Catalysts achieve changes in the rate through modification of the free energy of adsorbed intermediates and transition states (TrS). Binding energies of intermediates and TrS are strongly correlated, and modifications in catalyst composition are often ineffective in breaking these correlations, leading to minimal change in rate. Such scaling relationships are reported throughout catalysis. The surface spin state of a magnetic metal can change adsorption energies, offering a way to overcome scaling relationships. However, experimentally, this approach appears reliant on the use of ferromagnetic materials, limiting applicability.
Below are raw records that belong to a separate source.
PR #6774, opened 2024-11-27
Fix ast localization

auroursa:
[date-fns](https://www.npmjs.com/package/date-fns) does not define `ast`, we should remove the import, and set `ast` to `undefined`.

Although `ast` is a Code3 language code, the subsequent code requires a Code2 language code. Let's assign it as Code2 (even though it is not correct) so it can passes the check. This should not affect Post Language or other processing, as it is only related to the App Language.

### DIFF
--- a/src/components/hooks/dates.ts
+++ b/src/components/hooks/dates.ts
@@ -10,7 +10,6 @@
 import React from 'react'
 import {formatDistance, Locale} from 'date-fns'
 import {
-  ast,
   ca,
   de,
   enGB,
@@ -45,7 +44,7 @@ import {useLanguagePrefs} from '#/state/preferences'
  */
 const locales: Record<AppLanguage, Locale | undefined> = {
   en: undefined,
-  ast,
+  ast: undefined,
   an: undefined,
   ca,
   de,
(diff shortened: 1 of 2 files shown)


surfdude29:
cc: @estrattonbailey

gaearon (approved):

softastur:
This workaround could break web browser compatibility. I'll make the necessary changes on "date-fns" to work with "ast" locale. Please take a look to https://github.com/bluesky-social/social-app/issues/6346 issue

auroursa:
> This workaround could break web browser compatibility. I'll make the necessary changes on "date-fns" to work with "ast" locale. Please take a look at https://github.com/bluesky-social/social-app/issues/6346 issue

date-fns is a library used for showing countdowns in the “Muted words & Tags”. If it is set to undefined, it will fallback to English.

I’d like to know more details about your concerns, as this workaround won’t break the proper setting of the HTML language attribute.

image

softastur:
Interesting @auroursa . For some reason «ast» locale is not available on app language. content languages and primary language settings using pre-configured ast locale phone.

auroursa:
Hi @softastur I believe the current build of the App is based on a commit prior to this PR, or you can check the App version information to find the exact commit used for the build.

This should become fully available in later OTA update or next version 1.96.0.

softastur:
Hi @auroursa. Web client contains ast locale available only on app language settings since 1.95.0 version

auroursa:
> Hi @auroursa. Web client contains ast locale available only on app language settings since 1.95.0 version

If you’re referring to using `ast` as post language, we should wait for #6769 to be merged. This PR only ensures that `ast` can be used as app display language.

surfdude29:
I hadn't noticed earlier but the 1.95 OTA update rolled out a few days ago so the Asturian localization is now available on mobile as well as on web.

Here, we show that tunable changes in electrocatalytic activity for the hydrogen evolution reaction (HER) can be achieved at (originally) nonmagnetic metals (Au and Pt) through the use of a multilayer electrode structure that contains a ferromagnetic alloy (CoB) beneath a thin (5-20 nm) film of Pt or Au. Analysis of the dependence of the catalytic current on the thickness of the Au or Pt capping layer and on the direction of the stray magnetic field allows us to rule out the presence of magnetohydrodynamic effects. Instead, we conclude that transfer of ferromagnetism from the ferromagnet to the Au or Pt takes place through proximity-induced magnetism (PIM) via exchange interactions and/or a spin polarized current. Density Functional Theory simulations trace changes in the breaking of the scaling relationship for the Tafel HER mechanism. Overall, our experiments show that thin-film electrodes, based on routine structures from the spintronics community, are a potentially versatile platform for achieving spin-polarized catalysis at originally nonmagnetic metals.